ABOUT THIS EXERCISE -> Could you copy out every line of the data where the word "NegativeErrno" occurs?

INFORMATION GIVEN ->
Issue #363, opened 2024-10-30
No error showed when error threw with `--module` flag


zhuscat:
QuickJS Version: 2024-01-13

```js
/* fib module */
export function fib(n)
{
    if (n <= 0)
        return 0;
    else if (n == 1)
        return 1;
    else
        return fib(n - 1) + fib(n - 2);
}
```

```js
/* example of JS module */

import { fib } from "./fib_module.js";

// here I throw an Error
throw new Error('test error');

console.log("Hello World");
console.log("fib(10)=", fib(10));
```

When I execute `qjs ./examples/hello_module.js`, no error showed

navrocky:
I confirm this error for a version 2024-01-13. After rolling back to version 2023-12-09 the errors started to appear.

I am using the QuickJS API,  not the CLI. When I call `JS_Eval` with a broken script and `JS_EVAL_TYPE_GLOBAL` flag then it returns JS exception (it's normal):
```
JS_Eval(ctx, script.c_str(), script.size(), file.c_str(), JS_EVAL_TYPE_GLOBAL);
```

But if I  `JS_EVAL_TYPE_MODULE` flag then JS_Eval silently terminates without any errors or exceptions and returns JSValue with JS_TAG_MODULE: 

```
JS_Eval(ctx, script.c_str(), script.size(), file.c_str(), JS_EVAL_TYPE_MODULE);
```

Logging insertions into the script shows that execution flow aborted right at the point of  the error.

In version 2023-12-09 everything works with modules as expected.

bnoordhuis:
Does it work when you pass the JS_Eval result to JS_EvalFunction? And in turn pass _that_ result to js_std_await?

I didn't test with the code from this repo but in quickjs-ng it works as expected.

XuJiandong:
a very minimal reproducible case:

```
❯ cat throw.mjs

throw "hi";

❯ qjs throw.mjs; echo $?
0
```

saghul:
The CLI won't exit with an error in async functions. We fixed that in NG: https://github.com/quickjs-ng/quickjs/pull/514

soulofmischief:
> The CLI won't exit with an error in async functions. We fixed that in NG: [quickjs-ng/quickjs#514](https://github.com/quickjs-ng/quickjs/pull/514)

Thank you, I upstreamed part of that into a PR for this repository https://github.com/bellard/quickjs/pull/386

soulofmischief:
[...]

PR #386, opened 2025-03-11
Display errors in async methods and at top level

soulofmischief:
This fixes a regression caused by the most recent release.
---
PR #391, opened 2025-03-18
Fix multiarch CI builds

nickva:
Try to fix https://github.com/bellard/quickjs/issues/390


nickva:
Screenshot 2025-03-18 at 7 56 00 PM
---
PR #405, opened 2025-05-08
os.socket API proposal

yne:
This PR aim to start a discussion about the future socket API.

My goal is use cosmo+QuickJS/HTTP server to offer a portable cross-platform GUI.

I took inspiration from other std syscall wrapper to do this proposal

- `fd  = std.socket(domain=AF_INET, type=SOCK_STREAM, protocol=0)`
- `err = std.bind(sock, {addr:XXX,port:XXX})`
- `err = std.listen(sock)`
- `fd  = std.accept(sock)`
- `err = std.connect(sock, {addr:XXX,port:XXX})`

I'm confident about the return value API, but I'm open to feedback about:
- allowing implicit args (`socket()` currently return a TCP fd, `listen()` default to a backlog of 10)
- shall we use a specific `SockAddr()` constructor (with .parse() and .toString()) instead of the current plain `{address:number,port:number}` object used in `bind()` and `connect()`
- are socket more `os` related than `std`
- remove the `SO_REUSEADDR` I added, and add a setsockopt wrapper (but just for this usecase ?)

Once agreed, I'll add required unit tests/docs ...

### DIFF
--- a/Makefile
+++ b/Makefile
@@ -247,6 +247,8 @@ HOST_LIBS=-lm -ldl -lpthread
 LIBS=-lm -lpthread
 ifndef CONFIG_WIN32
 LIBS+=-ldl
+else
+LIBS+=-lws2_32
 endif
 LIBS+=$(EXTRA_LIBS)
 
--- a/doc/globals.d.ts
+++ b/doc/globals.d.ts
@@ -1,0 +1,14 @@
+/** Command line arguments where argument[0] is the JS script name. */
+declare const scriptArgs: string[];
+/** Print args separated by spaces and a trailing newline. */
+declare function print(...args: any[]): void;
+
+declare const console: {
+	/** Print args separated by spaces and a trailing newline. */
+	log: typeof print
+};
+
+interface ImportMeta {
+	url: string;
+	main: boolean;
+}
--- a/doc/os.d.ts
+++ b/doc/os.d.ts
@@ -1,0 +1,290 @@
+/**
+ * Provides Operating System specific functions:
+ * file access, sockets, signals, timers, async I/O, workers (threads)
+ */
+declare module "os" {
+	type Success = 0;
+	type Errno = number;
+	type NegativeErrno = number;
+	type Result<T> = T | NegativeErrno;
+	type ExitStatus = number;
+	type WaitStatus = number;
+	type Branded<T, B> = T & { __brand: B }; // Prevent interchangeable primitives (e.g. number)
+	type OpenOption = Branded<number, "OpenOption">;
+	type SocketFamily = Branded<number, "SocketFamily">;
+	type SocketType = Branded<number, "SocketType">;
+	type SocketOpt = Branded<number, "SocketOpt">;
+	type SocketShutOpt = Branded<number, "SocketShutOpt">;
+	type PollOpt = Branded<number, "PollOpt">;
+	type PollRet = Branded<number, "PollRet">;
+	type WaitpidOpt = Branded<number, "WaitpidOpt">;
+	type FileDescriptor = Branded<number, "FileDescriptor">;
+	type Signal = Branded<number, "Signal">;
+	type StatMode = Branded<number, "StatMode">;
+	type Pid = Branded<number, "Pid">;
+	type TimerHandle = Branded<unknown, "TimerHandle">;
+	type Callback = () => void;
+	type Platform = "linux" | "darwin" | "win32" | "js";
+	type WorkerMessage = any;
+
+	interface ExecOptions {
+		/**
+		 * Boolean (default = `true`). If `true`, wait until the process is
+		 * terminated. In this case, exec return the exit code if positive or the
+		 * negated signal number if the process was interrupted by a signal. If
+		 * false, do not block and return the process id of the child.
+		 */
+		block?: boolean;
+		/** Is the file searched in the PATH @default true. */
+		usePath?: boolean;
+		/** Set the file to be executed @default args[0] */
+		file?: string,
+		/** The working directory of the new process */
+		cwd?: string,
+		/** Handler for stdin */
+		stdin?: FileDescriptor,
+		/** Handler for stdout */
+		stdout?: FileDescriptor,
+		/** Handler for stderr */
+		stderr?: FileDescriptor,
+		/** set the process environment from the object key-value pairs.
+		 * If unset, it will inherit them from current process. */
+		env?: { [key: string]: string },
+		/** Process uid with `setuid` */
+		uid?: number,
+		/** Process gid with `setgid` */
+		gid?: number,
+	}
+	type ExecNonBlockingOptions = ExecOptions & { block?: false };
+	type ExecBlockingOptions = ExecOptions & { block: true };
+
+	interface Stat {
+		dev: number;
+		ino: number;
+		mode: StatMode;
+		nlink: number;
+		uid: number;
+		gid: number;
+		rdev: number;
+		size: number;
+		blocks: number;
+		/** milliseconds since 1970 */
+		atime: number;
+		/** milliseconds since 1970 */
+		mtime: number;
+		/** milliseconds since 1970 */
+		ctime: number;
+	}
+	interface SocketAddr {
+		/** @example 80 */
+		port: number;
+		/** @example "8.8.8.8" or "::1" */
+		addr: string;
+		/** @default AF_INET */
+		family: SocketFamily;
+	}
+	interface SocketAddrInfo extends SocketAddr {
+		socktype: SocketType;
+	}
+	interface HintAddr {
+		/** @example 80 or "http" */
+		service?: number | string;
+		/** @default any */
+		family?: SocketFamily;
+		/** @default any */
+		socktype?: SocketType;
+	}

RESULT OF THIS TASK ->
+	type NegativeErrno = number;
+	type Result<T> = T | NegativeErrno;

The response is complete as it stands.